日産のAMIEO(アフリカ・中東・インド・ヨーロッパ・オセアニア)マネジメントコミッティ議長であるギョーム カルティエ氏は、次のように述べている。
「ルノーと日産はインド市場への取り組みを強化します。インド市場の電動化を推進し、環境への影響を最小限に抑えていきます。インドは初のアライアンス工場が竣工した地です。新型車や新しい研究開発の取り組み、新しい輸出市場を通じて共同事業を次のレベルへと引き上げ、アライアンスの新しい章の中心的な役割を果たしていきます。インドにおける日産のラインアップにSUVとEVが加わることで、従業員、お客さま、地域社会により大きな価値をもたらします」
ルノー・グループのインターナショナル・デベロップメント・パートナーシップ担当SVPでアライアンス共同購買組織(APO)のマネージング・ダイレクターを兼ねるフランソワ プロボ氏は、次のように述べている。
「インドはルノー・グループにとって重要な市場です。過去14年間、私たちはディーラーなどと共にルノー・ブランドを発展させ、年間10万台を販売するまでになりました。研究開発においても、インドは重要な役割を担っています。今回の日産とのプロジェクトは、2月6日に発表した新しいアライアンスの構想のうち、内容を具体化した最初の取り組みです」
また、タミル・ナドゥ州政府商工次官の Sクリシュナン氏は、
「ルノーと日産は、15年以上前からタミル・ナドゥ州に生産・設計拠点を有しています。同州では約15,000人を直接雇用しており、タミル・ナドゥ州がインド自動車産業の中心地であり続けるための柱の一つとなっています。アライアンスがタミル・ナドゥ州において近代化を進め、新たな投資を行うという提案をしたことに、非常に興奮しています」
と語った。
新しいセグメントへ新型車を投入
両社3車種ずつで合計6車種となる新型車は、チェンナイで設計・生産される予定。アライアンス共通のプラットフォームを採用しながらも、各ブランドの個性を明確にした特徴的なデザインを採用する予定だ。

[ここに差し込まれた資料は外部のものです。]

PR #6043, opened 2024-01-19
Quick update

dockerymick:
Honestly, I saw a red x and thought the book was broken. However, I remember that it is because of how multicluster global hub referenced.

新型車には、新しい4車種のCセグメントSUVが含まれる。また、ルノーと日産にとってインドにおける初のEVとなる2車種のAセグメントEVは、10年以上前に「日産リーフ」とルノー「ゾエ」が切り拓いたグローバル量産型EVの専門知識を生かして開発されるという。
チェンナイにおけるルノー・日産の国際ハブ
新型車はインドからの輸出も大幅に増加させることになる。RNAIPL工場の稼働率を80%まで高め、今後何年にもわたって数千人の雇用を確保する。
また、この増産を補完するため、RNTBCIでは研究開発および関連業務の拡大が見込まれている。チェンナイ近郊の拠点で、最大2,000名の新規雇用を創出する見込みだ。
カーボンニュートラルなクルマづくりへのロードマップ
また、アライアンスにおけるエネルギーや資源使用量を削減する主要拠点のひとつであるRNAIPL工場は、カーボンニュートラルへ向けたロードマップを発表。現在進行中の再生可能エネルギー使用量100%へ移行するプログラムで、2045年までに達成する予定だ。同時に工場でのエネルギー消費量も現在より50%削減する予定である。
チェンナイ工場では電力の50%以上を太陽光、バイオマス、風力などの再生可能エネルギーで賄っている。太陽光発電は現在の6倍以上の規模となり、発電量は2.2MWから14MWへと拡大される。
パートナーシップの再構築
ルノーと日産は、インド市場に対する新たなコミットメントとして、両社の共同事業における株式保有比率を見直した。新しい枠組み合意により、RNAIPLは、日産51%:ルノー49%の出資比率となり、RNTBCIの出資比率は、ルノー51%:日産49%となる。 この結果、長期的なパートナーシップが強化され、各社がより責任と自律性を持って事業運営が可能となった。